For details on how your secure device operates, you need to speak to your vendor. They may be unhappy about you discussing their product here...
I have read the ARM document about Cortex-M3 (or M0) and it say it can be used as level sensetive or pulse (edge) interrupt within the NVIC controller. The problem that it rather vague on how to do this, if this is done by software.
I fails to see any kind of register within the NVIC or such that control the type of the interrupt (to select edge or level by adjusting the register bits). So something must be done by software within handler but again it vague in this field.
I like to hear anyone having a way to make it edge or level trigger interrupt by software.
Please demonstrate within the handler code (if this control it) that the make it detect for level or pulse.
If this is level detect, I can hold interrupt active and disable by the handler, until restore by external code for which it re-excute the interrupt.

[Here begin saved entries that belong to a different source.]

PR #1739, opened 2021-03-26
feat: Windows IOS integration tests

### LINKED ISSUE #1686: iOS IT Windows: Fix Windows Paths & Linking issues
Fix the issue with linking files (currently flank makes a symbolic link for the nm.exe file that cannot be used. We need an alternative)
**Describe the solution**
It is possible to simply copy the file and rename it appropriately

It needs to be tested that it works as intended.

Sloox:
Fixes #1686 

IT tests will work

## Checklist

### DIFF
--- a/test_runner/src/main/kotlin/ftl/ios/xctest/common/ParseSwiftTests.kt
+++ b/test_runner/src/main/kotlin/ftl/ios/xctest/common/ParseSwiftTests.kt
@@ -5,6 +5,7 @@ import flank.common.isLinux
 import flank.common.isMacOS
 import flank.common.isWindows
 import ftl.util.Bash
+import ftl.util.ShellEnvironment
 
 internal fun parseSwiftTests(binary: String): List<String> {
     installBinaries
@@ -28,7 +29,9 @@ internal fun parseSwiftTests(binary: String): List<String> {
     } else emptyList()
 
     // https://github.com/linkedin/bluepill/blob/37e7efa42472222b81adaa0e88f2bd82aa289b44/Source/Shared/BPXCTestFile.m#L17-18
-    val demangledOutput = Bash.execute(cmd, path)
+    val shell = if (isWindows) ShellEnvironment.Cmd else ShellEnvironment.Default
+
+    val demangledOutput = Bash.execute(cmd, path, shell)
     demangledOutput.lines().forEach { line ->
         // _T025EarlGreyExampleTestsSwift0abceD0C10testLayoutyyF ---> EarlGreyExampleTestsSwift.EarlGreyExampleSwiftTests.testLayout() -> ()
         // _T025EarlGreyExampleTestsSwift0abceD0C16testCustomActionyyF ---> EarlGreyExampleTestsSwift.EarlGreyExampleSwiftTests.testCustomAction() -> ()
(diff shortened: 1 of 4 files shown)


Sloox:
@flank-it

Sloox:
@flank-it

Sloox:
@flank-it

Sloox:
@flank-it

test_runner/src/main/kotlin/ftl/util/Bash.kt
```diff
@@ -6,16 +6,20 @@ import ftl.run.exception.FlankGeneralError
...
-
-        val process = ProcessBuilder(bashPath, "-c", cmd)
-            .redirectOutput(PIPE)
-            .redirectError(PIPE)
-            .start()
+        val process = ProcessBuilder(shellEnvironment.execution, "-c", cmd).also {
+            if (additionalPath.isNotEmpty()) {
+                val envs: MutableMap<String, String> = it.environment()
+                additionalPath.forEach { extra ->
+                    envs[extra.component1()] = extra.component2()
```
piotradamczyk5, line 19: why using `component()` you could use it directly
`val (key, value) = extra`

test_runner/src/main/kotlin/ftl/ios/xctest/common/ParseSwiftTests.kt
```diff
@@ -10,16 +14,24 @@ internal fun parseSwiftTests(binary: String): List<String> {
...
 
+    val path = if (isWindows) {
+        listOf(Pair("Path", "$appDataDirectory\\.flank\\"), Pair("LD_LIBRARY_PATH", "$appDataDirectory\\.flank\\"))
+    } else emptyList()
+
     // https://github.com/linkedin/bluepill/blob/37e7efa42472222b81adaa0e88f2bd82aa289b44/Source/Shared/BPXCTestFile.m#L17-18
-    val demangledOutput = Bash.execute(cmd)
+    val shell = if (isWindows) ShellEnvironment.Cmd else ShellEnvironment.Default
+
+    val demangledOutput = Bash.execute(cmd, path, shell)
```
piotradamczyk5, line 34: would not be better to have executed function inside `ShellEnvironment` ?

piotradamczyk5:
@flank-it

piotradamczyk5 (changes requested):
IT failed even for MacOS https://github.com/Flank/flank/actions/runs/705041576

test_runner/src/main/kotlin/ftl/ios/xctest/common/ParseSwiftTests.kt
Sloox: I think it is unnecessary as then we might as well create an entire new hierarchy. The sealed class is to help encapsulate the different shell environments and the Bash class simple executes what its been provided with. 
I understand that its the next logical step but if we go that far the entire class structure should be replaced entirely and reworked. :)
WDYT?

piotradamczyk5: we could leave it as it is, but for me 
`shell.execute(cmd, path)`
is much more readable than
`Bash.execute(cmd, path, shell)`

if you would like to leave it just resolve my comment

Sloox:
@flank-it

test_runner/src/main/kotlin/ftl/ios/xctest/common/ParseSwiftTests.kt
Sloox: @piotradamczyk5 I will create a ticket for refactoring this entire section. 
We need to look into how to handle commands and different shell environments.
https://github.com/Flank/flank/issues/1770

pawelpasterz (approved):

piotradamczyk5 (approved):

This is what I'm trying to do, but it will not work if this is pulse detect type.
Thx
A document that describes how the Cortex-M3 NIVC handles level or edge (pulse) triggered interrupts can be found here:
Cortex-M3 Devices Generic User Guide, 4.2.9. Level-sensitive and pulse interrupts
This may well be the document you refer to in your question. Joseph Yiu's book, "The Definitive Guide to the ARM Cortex-M3" also has a pretty good description.
There is no particular configuration of the NVIC for these two interrupt signal types - it handles either kind. Essentially, when an interrupt is asserted (whterh level-based or edge triggered) the NVIC latches that status in the SETPENDx register. When the ISR for that interrupt is vectored to, the corresponding bit in the ACTIVEx register will be set and the bit in the SETPENDx register will be cleared.

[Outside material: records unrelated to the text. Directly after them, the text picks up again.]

PR #1760, opened 2021-03-29
build: Fix dependabot security vulnerabilities

piotradamczyk5:
Fix dependabot security vulnerabilities


Sloox (approved):
can we decide on what title to use here either build or deps not both? It doesnt adhere to our standards.

piotradamczyk5:
> can we decide on what title to use here either build or deps not both? It doesnt adhere to our standards.

change to `build`

pawelpasterz (approved):

PR #510, opened 2020-07-15
set transform_vm system flag to true

d-m-u:
This is the only system dialog we have left and should have something to differentiate it. 
yes, i know it's kind of moot since we only have one, but it's functionality that made sense and i'd like to close the issue assigned to me (https://github.com/ManageIQ/manageiq/issues/15144).

see the related https://github.com/ManageIQ/manageiq-schema/pull/471

### DIFF
--- a/content/service_dialogs/transform-vm.yml
+++ b/content/service_dialogs/transform-vm.yml
@@ -26,6 +26,7 @@
         display_method:
         display_method_options: {}
         required: false
+        system: true
         required_method:
         required_method_options: {}
         default_value: 'migration_group'


content/service_dialogs/transform-vm.yml
```diff
@@ -26,6 +26,7 @@
         display_method:
         display_method_options: {}
         required: false
+        system: true
```
bdunne, line 29: I think this should be forced in core `Dialog.seed` so that people don't need to remember to do it here. https://github.com/ManageIQ/manageiq-schema/pull/471#issuecomment-658939959

d-m-u: I disagree. I think this _should_ be here. @tinaafitz would you like to comment, please?

bdunne: @Fryguy Can you comment on how the `system` flag should be set during seed?

Fryguy: I guess the question is...will every single entry in any shipped plugin need to be system:true?  If so, I agree with @bdunne this should be more of a low-level seeding thing.  Though I am ok with this as a one-off fix

d-m-u: > will every single entry in any shipped plugin need to be system:true

If you see the schema PR that Brandon linked to, this is the only one of these we have left, and Tina did mention something about it being deprecated.

tinaafitz: I don't know the road map, so I can only speak to the current functionality.

1. Setting the yaml file`system` flag:
 a. Gives providers the ability to provide OOTB non-system Service dialogs.
 b. Gives users the ability to copy their own Service dialogs to a well known location to be automatically seeded. 

2. Dialog seeding setting the `system` flag for all dialogs:
 a. Creates a `system` Service dialog for all Service dialog(s) in that location.

I would caution against marking all of the seeded Service dialogs `system` unless it's absolutely necessary.

bdunne: My understanding of the `system` flag is that it would be used to determine which dialogs are provided by our plugins via seeding (always `system => true`) and which dialogs are user provided either imported from file or created in the UI (always `system => false`).  

This would allow us to:
  - delete any dialogs that were previously seeded and have since been removed from the plugin
  - avoid exporting seeded dialogs
  - prevent users from modifying seeded dialogs that could be overwritten by future changes to the plugin

I'm suggesting that the `seed` method should set `system => true` so that plugin authors don't need to remember it.  Forgetting to do so would allow users to change dialogs and those changes would get overwritten during the next seed (next server startup).  Users would probably open bugs about that.

> Gives providers the ability to provide OOTB non-system Service dialogs

Is that a thing we want/need?  Won't any user changes get overwritten by seed during the next server startup?

>  Gives users the ability to copy their own Service dialogs to a well known location to be automatically seeded.

Seed only looks at plugins, isn't this the purpose of Dialog Import / Export?

tinaafitz: Thanks @bdunne and @jrafanie, I guess I was thinking about the scenario where 'extra' dialogs copied to the plugin location would get loaded as `system` dialogs.  Is that a concern here?

jrafanie: @tinaafitz I'm not sure what the 'extra' dialogs are so I'm going to type some thoughts about `system => true`, let me know if anything is relevant to these extra dialogs. 

My understanding is anything we want to ship, maintain, and be able to update without worry about modifying customizations should be marked as system or read only.  If users are responsible for updating things, then these things shouldn't be system.  If we or a plugin who also wants to control the lifecycle of the "thing" (push changes without worry about user's customizing the base) creates a thing with that intent, we should mark it as system, so system as default seems like a good idea.

Perhaps, if users have a need to seed their customizations, they could opt-out of system => true but I don't know that's what is happening here.

Fryguy: Can we get some clarity on what the system column is for dialogs?  In other tables, it basically means "OOTB", which in turn implies that a) it is seeded and b) it's immutable by end users.

bdunne: Where are the 'extra' dialogs coming from?

If they're committed to the plugin repo or provided by our RPMs then I would argue that they are system dialogs.

If someone is manually copying them into the plugin directory, that's not a supportable thing.  Upgrading the RPMs will likely change the plugin directory since the git-based gem directory names include the git SHA.  `/opt/manageiq/manageiq-gemset/bundler/gems/manageiq-providers-ovirt-2074d5955a00/content/service_dialogs/transform-vm.yml` for exmple.  They should use dialog import instead.

bdunne: > Can we get some clarity on what the `system` column is for dialogs? In other tables, it basically means "OOTB", which in turn implies that a) it is seeded and b) it's immutable by end users.

https://github.com/ManageIQ/manageiq-schema/pull/468

d-m-u: I'm merely trying to close (a months old issue assigned to me:) https://github.com/ManageIQ/manageiq/issues/15144 that at this point is moot since we've largely gotten rid of the dialogs in question.

PR #512, opened 2020-07-23
MiqHashStruct was replaced with OpenStruct in provisioning

agrare:
In core the use of MiqHashStruct was replaced with OpenStruct in miq_provision_virt_workflow so we need to change the expectations here to match.

Test failures: https://travis-ci.com/github/ManageIQ/manageiq-providers-ovirt/jobs/364034924#L2046-L2060

Introduced by: https://github.com/ManageIQ/manageiq/pull/20374


agrare:
cc @gtanzillo

NickLaMuro:
crap!  Sorry @agrare for making more work for you 😭

agrare:
No worries it was a good fix so worth a small breakage here :smile:

PR #507, opened 2020-07-02
Add applications requests to VCRs

gekorob:
For each vm there will be a request to get applications.
This PR add mock requests to VCRs, returning empty applications section, as a temporary fix to specs failing

PR #519, opened 2020-08-31
[JANSA] Fix network spec VCR

gekorob:
Add applications GET request to old VCR

Related to: https://github.com/ManageIQ/manageiq-providers-ovirt/pull/507#issuecomment-681922222


gekorob:
@agrare @simaishi This PR adds the missing call to VCR. I know that is not the best way, but in the master we are using different recordings and also expectations in the relative spec, that were changed by #482 (that was not back-ported as far as I know).
It seems to me the fast way to fix the error in Jansa

PR #529, opened 2020-10-06
Hosts should be disconnected not deleted

agrare:
Hosts are supposed to be disconnected so that they can be reconnected in the future.  https://github.com/ManageIQ/manageiq/pull/20588 fixed this in core and this test should be updated to match

Fixes https://travis-ci.com/github/ManageIQ/manageiq-providers-ovirt/jobs/396112357#L2106-L2115


mwperina:
Piotr, Moti or Boris could you please take a look?

@pkliczewski @masayag @borod108

PR #541, opened 2020-12-17
Fix linter warnings

djberg96:
This PR addresses most of the rubocop linter warnings. Specifically:

* ~~Disable the Lint/RescueException warning since we can't risk the breakage.~~
* Change what could be confused for conditionals into clearer code.
* Replace the long deprecated `URI.decode` with `URI.decode_www_form_component`
* Mark an unused variable in the `vm_hardware_guest_devices` method.

The one thing I couldn't fix was the call to `URI.escape` in the vm_import.rb file because of the second argument. I haven't found a replacement for it, except in the `Addressable` library, but that would mean adding a dependency.

### DIFF
--- a/app/models/manageiq/providers/redhat/inventory/parser/infra_manager.rb
+++ b/app/models/manageiq/providers/redhat/inventory/parser/infra_manager.rb
@@ -390,7 +390,7 @@ class ManageIQ::Providers::Redhat::Inventory::Parser::InfraManager < ManageIQ::P
         :uid_ems          => vm.id,
         :connection_state => "connected",
         :vendor           => "redhat",
-        :name             => URI.decode(vm.name),
+        :name             => URI.decode_www_form_component(vm.name),
         :location         => "#{vm.id}.ovf",
         :template         => template,
         :memory_limit     => extract_vm_memory_policy(vm, :max),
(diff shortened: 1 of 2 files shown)


app/models/manageiq/providers/redhat/inventory/parser/infra_manager.rb
```diff
@@ -521,7 +521,7 @@ def hardware_disks(persister_hardware, disks)
     end
   end
 
-  def vm_hardware_guest_devices(persister_hardware, vm, addresses, host)
+  def vm_hardware_guest_devices(persister_hardware, vm, addresses, _host)
```
agrare, line 524: This is an internal method so we can just drop the `host` argument if it isn't used

djberg96: I'm always paranoid about interface compliance, but ok.

agrare:
```
../manageiq-providers-ovirt/app/models/manageiq/providers/redhat/inventory/parser/infra_manager.rb:    vm_hardware_guest_devices(persister_hardware, vm, addresses, host) unless template
../manageiq-providers-ovirt/app/models/manageiq/providers/redhat/inventory/parser/infra_manager.rb:  def vm_hardware_guest_devices(persister_hardware, vm, addresses, host)
```

djberg96:
I think I'm gonna leave this for others.

PR #543, opened 2021-01-13
Add a VmScan spec for Ovirt

agrare:
It was found that RHV SSA was broken due to missing state transitions (see https://github.com/ManageIQ/manageiq/pull/20953 for more info).  We noticed that there wasn't a vm_scan_spec.rb like the other providers that implement SSA.

This doesn't cover everything but is basically a copy of the specs already in vmware and openstack repos updated for Ovirt.


agrare:
This is mostly a copy of the vmware spec updated to work on Ovirt, but it still passes without the change to core to add the `start_scan` method https://github.com/ManageIQ/manageiq/pull/20953/files so it will require some changes to cover the bug

Fryguy (approved):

While the interrupt is active, if the interrupt line transitions from inactive to active, the pending bit will be turned on again, and upon return from the current active ISR instance, the interrupt will be handled again. This handles the edge triggered interrupt case.
Also, when the ISR returns (and the NVIC clears the 'active' bit), the NIVC will reexamine the state of the interrupt line - if it's still asserted it will set the pending bit again (even if there hasn't been a a transition from inactive to active). This handles the case where an interrupt is level triggered, and the ISR didn't manage to cause the interrupt to be de-asserted (maybe a second device on a shared IRQ line asserted its interrupt at just the critical moment so there was no time when the interrupt line was inactive).
If this is level detect, I can hold interrupt active and disable by the handler, until restore by external code for which it re-execute the interrupt.
I'm not sure I really understand what you're after here, but I think that you might be able to do what you want using the NVIC's SETENAx and CLRENAx registers to enable/disable the interrupt. These work independently of the pending bits, so an interrupt can be pending (or become pending) even if the interrupt is disabled. So you can hold off handling an interrupt for as long as you want.
If that's not quite enough, also note that you can cause an interrupt to pend via software by simply setting the pending bit in the corresponding SETPENDx register - the CPU will vector to the ISR just as if a hardware interrupt were asserted (assuming the interrupt is enabled in the SETENAx register). you can also use the "Software Trigger Interrupt Register" (STIR) to trigger an interrupt by software.